One explanation for Maryland's recent title may be its elevated recruiting spending. The financial reports that universities must submit to the NCAA — obtained via a series of public records requests — reveal that from 2015-2019, Indiana lagged behind its rival in recruiting expenses.
During those five years, Maryland expended $213,401 on men's soccer recruiting — quite an advantage compared to Indiana's expenses of $156,126. The gap in recruiting costs becomes even starker when you compare the totals to each University's broader athletic budgets.
Maryland's men's soccer recruiting expenses of $213,401, amounted to 3.45% of the school's $6,188,123 recruiting expenditures across all collegiate sports. Indiana only directed $156,126 toward the same sport, 1.61% of its $9,672,654 recruiting costs across all collegiate sports.

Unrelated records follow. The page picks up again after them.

PR #1512, opened 2026-09-13
feat(series,vod): link actor filmography from series and VOD detail views

Grimothy:
## Summary

When a Series or VOD detail view renders the rich cast row (populated by upstream's TMDB enrichment via `$record->metadata['cast_list']`), each actor tile is now wrapped in a link to **ActorFilmography** filtered to the originating playlist. The filmography page then shows only items available locally — i.e. the same scope the existing ArrSearch cast section already uses.

This is the in-app side of the same data shape the future m3u-tv app integration will consume (the 'door' the user asked to leave open).

## What's in the diff (rebased onto upstream `experimental` @ 2b326c34)

- **Cast display partial:** `cast-section.blade.php` is extended (from upstream) with optional `filmographyPage` / `playlistId` / `playlistUuid` params. When supplied, each tile becomes a link to the actor's filmography. When not supplied, the original static upstream behavior is preserved.
- **`view-series.blade.php` + `view-vod.blade.php`:** detect the current panel and pass the right `filmographyPage` class + `playlistId` (admin) or `playlistUuid` (guest) to `cast-section.blade.php`.
- **Trait:** `FiltersFilmographyByPlaylist` shared between admin + guest filmography pages — holds `filterFilmographyToPlaylist()` + `resolveLocalItemUrl()`. `cursor()` + hash-set lookup gives O(1) per credit and flat memory regardless of playlist size.
- **`ActorFilmography` + `GuestActorFilmography`:** optional `playlistId` / `playlistUuid` query param. When set, TMDB combined credits filter to Series/Vod that exist locally; clicking a filmography item redirects to the local Series/Vod detail (admin vs guest resource class).
- **Admin ownership check:** admin's `playlist_id` param is validated against the current user (or admin). Foreign playlist_ids silently fall back to global TMDB.

## Builds on upstream

This PR extends **`2b326c34 feat: Extend TMDB enrichment to include related`** (already on `experimental`). The cast display, TMDB enrichment pipeline, clearLogo, and rating-suppression work are all upstream's; this PR adds only the navigation layer + playlist-scoped filmography page behavior.

The implementation deliberately reads cast from upstream's `metadata['cast_list']` (cached on the model) instead of fetching live on every view load — that pattern would have added a TMDB HTTP call per page render, capped the visible cast at 15 (instead of upstream's ~50 via `aggregate_credits`), and burned through the TMDB rate limit.

## Tests added (99 passing in affected scope, 176 assertions)

- `tests/Feature/CastSectionPartialTest.php` (new, 4 cases) — empty, rendered, with link wrapper, static fallback. Covers the extended contract of upstream's partial.
- `tests/Feature/ActorFilmographyTest.php` — playlist scope, no-filter on zero, foreign-playlist rejected (non-admin), redirect to local Series.
- `tests/Feature/GuestActorFilmographyTest.php` — existing populate test re-seeded to seed a matching VOD for the new filter.

## Decisions / notes

- **Scope** is playlist-scoped filmography only. Global TMDB filmography is preserved as the default when the param is absent — same call site the existing ArrSearch guest flow uses.
- **Auth.** Guest side inherits the playlist from `HasGuestAuth` (no extra check needed).
- **No migrations.** §5 of pr-review-standards is N/A.
- **No `Process*Import` / `Sync*` job chain touched** — change gets extra scrutiny per the project's PR review standards.

## Checklist

- [x] Pint clean on all modified files
- [x] Tests green (99 / 99 in the affected scope; full test suite should re-verify on CI)
- [x] `php artisan lang:merge-conflicts` — no conflicts
- [x] No migrations
- [x] Rebased onto current `experimental` (this PR is now based on 2b326c34)

## Heads-up: pre-existing security scan finding

`composer audit` flags 4 high-severity advisories in `league/commonmark <2.9.1`. Current install is 2.9.0; advisories fixed in 2.9.1. **Pre-existing on `experimental`**, not introduced by this branch.


sparkison:
Sick! Looks great, nice job. Reviewing now...

PR #1517, opened 2026-09-14
fix: route genuine HLS sources for series and VOD through the HLS proxy

jWXZSCsqrpZRSVwauBjn:
With proxying enabled, genuine HLS sources for series/VOD are currently forced through `/stream/{id}`. Master playlists reach the client unchanged, causing it to request private backend addresses and fail with “Source error”.

Replace the HLS-to-raw overrides with content-aware proxy routing for ambiguous on-demand URLs (`.m3u8`, `.hls` and extensionless sources). Apply this consistently to new and reused streams, including the channel capacity-reuse path.

The proxy inspects its normal playback response, so the editor makes no additional provider request. Genuine HLS uses playlist rewriting; video files with misleading `.m3u8` extensions remain playable. Known video formats, DASH, live routing and transcoding retain their existing paths.

Reproduction: configure a series/VOD source whose HLS master references relative variants and absolute audio/subtitle playlists on an internal-only backend. Enable proxying and play it.

Validation:
- 12 regression cases passed, 36 assertions: series/VOD, new/reused streams and HLS-shaped/video/opaque URLs.
- Pint passed.
- `composer security:scan` passed: zero Composer/npm vulnerabilities; 26 Checkpoint checks passed without warnings.

Requires the companion m3u-proxy MR: https://github.com/m3ue/m3u-proxy/pull/61
Deploy the proxy change first. Older proxies do not support the binary fallback on this endpoint.


sparkison:
After digging in more, I'm finding this PR builds an entirely new branch for the proxy when it could be done much more simply. Going to close in favor of a more targeted fix...

Issue #1518, opened 2026-09-15
Schedules Direct sync completes without EPG programme data


Serph91P:
## Bug description
The Schedules Direct import can reportedly complete without importing any EPG programme data. This report is based on an affected user instance; no reproducible runtime instance or Schedules Direct response/log bundle is available to the reporter yet, so the root cause is not asserted here.

## Current code path checked
On `dev` at `2d09743eb4e69bd7a7ea006ed11e5204fc779f6c`, `App\Services\SchedulesDirectService::syncEpgData()` authenticates, loads the configured lineup, requests `/schedules`, collects `programID` values, requests `/programs`, writes XMLTV `<programme>` elements, and then `ProcessEpgImport` parses the generated XMLTV file. The service catches/logs per-sub-chunk program-fetch exceptions and continues, which can leave a generated XMLTV file with channels but no programmes while the overall sync path proceeds. This is a code observation, not a confirmed root cause.

## Expected behavior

While Indiana consistently possesses more money to spend than Maryland does, Indiana's athletic department has never spent as lavishly on men's soccer. Perhaps, as a result, Maryland averaged higher recruiting class rankings than Indiana within College Soccer News and Top Drawer Soccer — two leading sources for national soccer recruiting rankings.
Sejdic, the Most Outstanding Offensive Player of the 2018 College Cup, was a member of Maryland's No. 1 recruiting class back in 2015, according to College Soccer News. So was senior Sebastian Elney, who tallied the game-winning goal over Kentucky to advance to the Final Four.
On the other side of the bracket, Indiana senior Austin Panchot scored the game-winning goal to advance the Hoosiers to the Final Four. The assist came from fellow senior Andrew Gutman, that year's MAC Hermann Trophy winner, an award handed to the nation's best collegiate soccer player.
In 2015, when Sejdic and Gutman were freshmen, Maryland spent $30,663 on men's soccer recruiting, 3.51% of its $873,820 recruiting expenditures across all collegiate sports. Indiana closely spent $27,366, yet that was only 1.56% of its more than double $1,754,750 recruiting expenses. Indiana claimed the No. 17 recruiting class, according to College Soccer News.
In each year from 2015-2019, less than 2% of Indiana University's total recruiting expenditures were directed toward men's soccer. Meanwhile, Maryland only dipped below 2% during one of the five years. So let's investigate that one year in 2016.
Maryland expended $21,844 on men's soccer recruiting, just 1.79% of its $1,218,509 total recruiting expenses, yet still claimed the No. 3 recruiting class, according to Top Drawer Soccer. Indiana spent $25,768, 1.72% of its total $1,502,405 recruiting expenses, and was slotted No. 20 by the same publication. That's only a 0.07% difference — the closest of any year between the two programs — and there's still a wide ranking gap.
What if we now look at a year with a greater percentage difference? Indiana spent $48,863 on men's soccer recruiting in 2019 — 1.95% of its overall recruiting costs — its highest percentage from 2015-2019. And it churned into the team's highest-ranked recruiting class within that span, which was ranked No. 2 in the nation, according to TDS.
The signing class included two players now in Major League Soccer — Victor Bezerra, a MAC Hermann Trophy runner-up in 2020-21, and Roman Celentano, the first-ever two-time Big Ten Goalkeeper of the Year.
Pivoting back to Maryland, the Terrapins spent $63,355 on men's soccer recruiting in 2019 — 4.42% of its total recruiting expenses — yet produced the No. 20 class, according to TDS.
So, what's the trend? Well, Indiana's linear path is clear. Indiana garnered its highest-ranking recruiting class the season it spent the most in 2019. Yet, Maryland's correlation between men's soccer recruiting expenses and class rankings vary. During the year Maryland spent the lowest percentage on men's soccer recruiting in five seasons, it still maintained the No. 3 class.
Sure, from 2015-2019, Maryland averaged higher recruiting class rankings than Indiana within the same publication. But the Terrapins also endured shorter-lasting runs in the NCAA Tournament. Besides 2015 and 2018, Maryland didn't reach the Sweet 16. The Hoosiers hit the same benchmark, or past it, all five seasons.
Perhaps Indiana fans can be content that the program didn't allocate as much of its total recruiting expenses toward men's soccer — yet typically reached farther in the postseason across 2015-2019. But, the Hoosiers also aren't the ones holding the most recent NCAA trophy at their facility.